Data excerpts
PR #10420, opened 2018-06-02
Flag / Report Private Messages (PMs)

### LINKED ISSUE #9204: private messages (PMs) in inbox can't be flagged / reported
When a player receives an inappropriate private message, they need to be able to flag it to alert moderators in the same way they can flag a message in a guild.

_edit 2018-04-18: Code for some (perhaps most) of the features below exists from work done in https://github.com/HabitRPG/habitica/pull/9761 . Any contributor working on this should investigate the existing code before creating new code. The "Report" link on the PMs doesn't exist so your first action might be to add / enable that (check to see if it's in the vue code but commented out) - that might then help you test for the rest of the features._

Features required:
- [ ] Each PM should have a "Report" link and the same icon that you can see next to "Report" in guild messages. 
   - [ ] That **includes** PMs sent by the player themself - they must be able to flag their own PMs (e.g., when needing to report both sides of a conversation to moderators).
- [ ] Clicking on the Report link will give the same confirmation screen that you see when you flag a guild message.
- [ ] After any PM is flagged, it should contain a permanent notice something like "You have reported this message to moderators." 
   - [ ] That permanent notice should appear as soon as the flag has been **successfully** saved to the database and the report to the mods has been **successfully** sent. 
   - [ ] It should not appear if those actions have failed.
   - [ ] If those actions fail, the user should see an error message (e.g., a red snackbar notification, that disappears after a few seconds) so that they know they need to try to flag the PM again.
   - [ ] It should not be necessary to reload or sync the website to see the permanent notice.
- [ ] A flagged PM should remain visible (if the player doesn't want to see it, they can delete it).
- [ ] When a PM is flagged, the same actions should occur to report it to mods as when a guild message is flagged: 
   - [ ] an email should be sent to the same recipients as for guild messages
   - [ ] a notification should be sent to the moderator's slack channel. For reporting posts in guilds/parties/Tavern, that notification contains the phrase "flagged a message", but for PMs, the notification should contain the phrase "flagged a PM". The "flagged a message" text for guilds/parties/Tavern should be changed to "flagged a group message" to make it clearer to mods that it's not a PM.
   - [ ] the notifications in the slack channel need to make it clear who posted the message - see below for details
- It is not necessary to allow a player to unflag a PM. If there's demand for that, we can add it later.

----

_The material below has been taken from feedback about https://github.com/HabitRPG/habitica/pull/9761. It's probably still relevant for this issue. Please ask if any of this isn't clear!_

The notifications in the slack channel need to make it clear who posted the message. The screenshot below shows the **same** message flagged twice - once by the person who wrote the message and once by the person who received it. When the person who posted it flagged it ("Black Goblin, Go!"), it looks like the message had been written by the recipient ("ALittleYellowSpider"). Below the screenshot is the matching data from the two player's inbox objects.

img

**From the inbox of the recipient:**
```
"cc710462-4a08-4a45-9ed5-985dba9e08b4": {
	"id": "cc710462-4a08-4a45-9ed5-985dba9e08b4",
	"text": "Alys testing PM flagging:  Black Goblin, Go! is writing this message to ALIttleYellowSpider.",
	"timestamp": 1515496466366,
	"likes": {},
	"flags": {
		"3e595299-3d8a-4a10-bfe0-88f555e4aa0c": true
	},
	"flagCount": 1,
	"uuid": "98089587-1bbe-4de2-92d3-0bbe76513a3f", // *********** this is the person who sent the message ***********
	"contributor": {
		"admin": false
	},
	"backer": {},
	"user": "Black Goblin, Go!", // *********** this is the person who sent the message ***********
	"sort": 183
}
```

**From the inbox of the person who sent the message:**
```
"bbf3e017-685d-4820-9e95-d6837681ed15": {
	"sent": true,   // *********** this field does not exist in the recipient's copy of the message so this is how you can tell whether it's being flagged by the recipient or the sender ***********
	"id": "bbf3e017-685d-4820-9e95-d6837681ed15",
	"text": "Alys testing PM flagging:  Black Goblin, Go! is writing this message to ALIttleYellowSpider.",
	"timestamp": 1515496466371,
	"likes": {},
	"flags": {
		"98089587-1bbe-4de2-92d3-0bbe76513a3f": true
	},
	"flagCount": 1,
	"uuid": "3e595299-3d8a-4a10-bfe0-88f555e4aa0c", // *********** this is the recipient ***********
	"contributor": {
		"level": 7,
		"text": "Test",
		"contributions": "This is Alys's second account.",
		"admin": false
	},
	"backer": {},
	"user": "ALittleYellowSpider", // *********** this is the recipient ***********
	"sort": 34
}
```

■ Work to complete: Each entry must be output exactly as it was written.

■ Your solution:
PR #10420, opened 2018-06-02
Flag / Report Private Messages (PMs)

### LINKED ISSUE #9204: private messages (PMs) in inbox can't be flagged / reported
When a player receives an inappropriate private message, they need to be able to flag it to alert moderators in the same way they can flag a message in a guild.

_edit 2018-04-18: Code for some (perhaps most) of the features below exists from work done in https://github.com/HabitRPG/habitica/pull/9761 . Any contributor working on this should investigate the existing code before creating new code. The "Report" link on the PMs doesn't exist so your first action might be to add / enable that (check to see if it's in the vue code but commented out) - that might then help you test for the rest of the features._

Features required:
- [ ] Each PM should have a "Report" link and the same icon that you can see next to "Report" in guild messages. 
   - [ ] That **includes** PMs sent by the player themself - they must be able to flag their own PMs (e.g., when needing to report both sides of a conversation to moderators).
- [ ] Clicking on the Report link will give the same confirmation screen that you see when you flag a guild message.
- [ ] After any PM is flagged, it should contain a permanent notice something like "You have reported this message to moderators." 
   - [ ] That permanent notice should appear as soon as the flag has been **successfully** saved to the database and the report to the mods has been **successfully** sent. 
   - [ ] It should not appear if those actions have failed.
   - [ ] If those actions fail, the user should see an error message (e.g., a red snackbar notification, that disappears after a few seconds) so that they know they need to try to flag the PM again.
   - [ ] It should not be necessary to reload or sync the website to see the permanent notice.
- [ ] A flagged PM should remain visible (if the player doesn't want to see it, they can delete it).
- [ ] When a PM is flagged, the same actions should occur to report it to mods as when a guild message is flagged: 
   - [ ] an email should be sent to the same recipients as for guild messages
   - [ ] a notification should be sent to the moderator's slack channel. For reporting posts in guilds/parties/Tavern, that notification contains the phrase "flagged a message", but for PMs, the notification should contain the phrase "flagged a PM". The "flagged a message" text for guilds/parties/Tavern should be changed to "flagged a group message" to make it clearer to mods that it's not a PM.
   - [ ] the notifications in the slack channel need to make it clear who posted the message - see below for details
- It is not necessary to allow a player to unflag a PM. If there's demand for that, we can add it later.

----

_The material below has been taken from feedback about https://github.com/HabitRPG/habitica/pull/9761. It's probably still relevant for this issue. Please ask if any of this isn't clear!_

The notifications in the slack channel need to make it clear who posted the message. The screenshot below shows the **same** message flagged twice - once by the person who wrote the message and once by the person who received it. When the person who posted it flagged it ("Black Goblin, Go!"), it looks like the message had been written by the recipient ("ALittleYellowSpider"). Below the screenshot is the matching data from the two player's inbox objects.

img

**From the inbox of the recipient:**
```
"cc710462-4a08-4a45-9ed5-985dba9e08b4": {
	"id": "cc710462-4a08-4a45-9ed5-985dba9e08b4",
	"text": "Alys testing PM flagging:  Black Goblin, Go! is writing this message to ALIttleYellowSpider.",
	"timestamp": 1515496466366,
	"likes": {},
	"flags": {
		"3e595299-3d8a-4a10-bfe0-88f555e4aa0c": true
	},
	"flagCount": 1,
	"uuid": "98089587-1bbe-4de2-92d3-0bbe76513a3f", // *********** this is the person who sent the message ***********
	"contributor": {
		"admin": false
	},
	"backer": {},
	"user": "Black Goblin, Go!", // *********** this is the person who sent the message ***********
	"sort": 183
}
```

**From the inbox of the person who sent the message:**
```
"bbf3e017-685d-4820-9e95-d6837681ed15": {
	"sent": true,   // *********** this field does not exist in the recipient's copy of the message so this is how you can tell whether it's being flagged by the recipient or the sender ***********
	"id": "bbf3e017-685d-4820-9e95-d6837681ed15",
	"text": "Alys testing PM flagging:  Black Goblin, Go! is writing this message to ALIttleYellowSpider.",
	"timestamp": 1515496466371,
	"likes": {},
	"flags": {
		"98089587-1bbe-4de2-92d3-0bbe76513a3f": true
	},
	"flagCount": 1,
	"uuid": "3e595299-3d8a-4a10-bfe0-88f555e4aa0c", // *********** this is the recipient ***********
	"contributor": {
		"level": 7,
		"text": "Test",
		"contributions": "This is Alys's second account.",
		"admin": false
	},
	"backer": {},
	"user": "ALittleYellowSpider", // *********** this is the recipient ***********
	"sort": 34
}
```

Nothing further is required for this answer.